Pull networking updates from Jakub Kicinski:
 "Core
  ----

   - Defer freeing TCP skbs to the BH handler, whenever possible, or at
     least perform the freeing outside of the socket lock section to
     decrease cross-CPU allocator work and improve latency.

   - Add netdevice refcount tracking to locate sources of netdevice and
     net namespace refcount leaks.

   - Make Tx watchdog less intrusive - avoid pausing Tx and restarting
     all queues from a single CPU removing latency spikes.

   - Various small optimizations throughout the stack from Eric Dumazet.

   - Make netdev->dev_addr[] constant, force modifications to go via
     appropriate helpers to allow us to keep addresses in ordered data
     structures.

   - Replace unix_table_lock with per-hash locks, improving performance
     of bind() calls.

   - Extend skb drop tracepoint with a drop reason.

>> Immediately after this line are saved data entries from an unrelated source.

PR #4963, opened 2022-05-17
pkg: make speed estimation more accurate

rleungx:

Issue Number: Ref #4640.

This PR changes the way of calculating progress speed. After this PR, we use a sliding window to get the speed through the delta in a fixed time interval.

Now, the monitor becomes:
Screen Shot 2022-05-17 at 11 37 45 AM

```commit-message
```

### Check List

Tests

- Unit test

### Release note

```release-note
None
```

### DIFF
--- a/pkg/progress/progress.go
+++ b/pkg/progress/progress.go
@@ -23,8 +23,8 @@ import (
 	"github.com/tikv/pd/pkg/syncutil"
 )
 
-// speedStatisticalInterval is the speed calculation interval
-var speedStatisticalInterval = 5 * time.Minute
+// speedStatisticalWindow is the speed calculation window
+var speedStatisticalWindow = 10 * time.Minute
 
 // Manager is used to maintain the progresses we care about.
 type Manager struct {
@@ -43,10 +43,10 @@ func NewManager() *Manager {
 type progressIndicator struct {
 	total     float64
 	remaining float64
-	// we use a fixed interval to calculate the latest average speed.
-	lastTimeRemaining float64
-	lastSpeed         float64
-	lastTime          time.Time
+	// We use a fixed interval's history to calculate the latest average speed.
+	// It is a FIFO struct.
+	history   []float64
+	lastSpeed float64
 }
 
 // Reset resets the progress manager.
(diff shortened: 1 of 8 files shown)


pkg/progress/progress.go
```diff
@@ -83,18 +82,28 @@ func (m *Manager) UpdateProgressRemaining(progress string, remaining float64) {
 		if p.total < remaining {
 			p.total = remaining
 		}
-		if p.lastTimeRemaining < remaining {
-			p.lastTimeRemaining = remaining
+
+		// We use window size / update interval to get the history length.
+		historyLen := int(speedStatisticalWindow / updateInterval)
```
AndreMouche, line 87: Could we set `historyLen` as a constant(an attribute for `Manager`) once `Manager` created?

pkg/progress/progress.go
```diff
@@ -83,18 +82,28 @@ func (m *Manager) UpdateProgressRemaining(progress string, remaining float64) {
...
+		if len(p.history) > historyLen {
+			p.history = p.history[1:]
```
AndreMouche, line 89: Would this cause a GC problem? It seems once meet the historyLen, this operator will be done as frequently as the `UpdateProgress` called?  How about use a slice with constant length to implement the FIFOQueue?  For example, we assume the `historyLength` keep 5, and there is a slice::
1,2,3,4,5 (first=0,last:4)
when 6 comes, the slice changed to
6,2,3,4,5 (first=1,last=0)
and 7 comes: 
6,7,3,4,5 (first=2,last=1)

pkg/progress/progress.go
```diff
@@ -83,18 +89,26 @@ func (m *Manager) UpdateProgressRemaining(progress string, remaining float64) {
 		if p.total < remaining {
 			p.total = remaining
 		}
-		if p.lastTimeRemaining < remaining {
-			p.lastTimeRemaining = remaining
+
+		if p.history.Len() > p.historyLen {
```
AndreMouche, line 93:
```suggestion
		if p.history.Len() >= p.historyLen {
```

rleungx: This is on purpose because we will put one record when initialization.

AndreMouche: So the actually length limit of p.history is `historyLen+1`?

CabinfeverB: > So the actually length limit of p.history is `historyLen+1`?

IMO, `historyLen` is used for time window. For example, if updateInterval is equal to one minute, then historyLen is equal to 10, so it takes 11 points

rleungx: change it to windowLengthLimit

AndreMouche (approved):
LGTM

CabinfeverB (approved):

nolouch (approved):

   - Allow SO_MARK and SO_PRIORITY setsockopt under CAP_NET_RAW.

  BPF
  ---

   - New helpers:
      - bpf_find_vma(), find and inspect VMAs for profiling use cases
      - bpf_loop(), runtime-bounded loop helper trading some execution
        time for much faster (if at all converging) verification
      - bpf_strncmp(), improve performance, avoid compiler flakiness
      - bpf_get_func_arg(), bpf_get_func_ret(), bpf_get_func_arg_cnt()
        for tracing programs, all inlined by the verifier

   - Support BPF relocations (CO-RE) in the kernel loader.

   - Further the support for BTF_TYPE_TAG annotations.

   - Allow access to local storage in sleepable helpers.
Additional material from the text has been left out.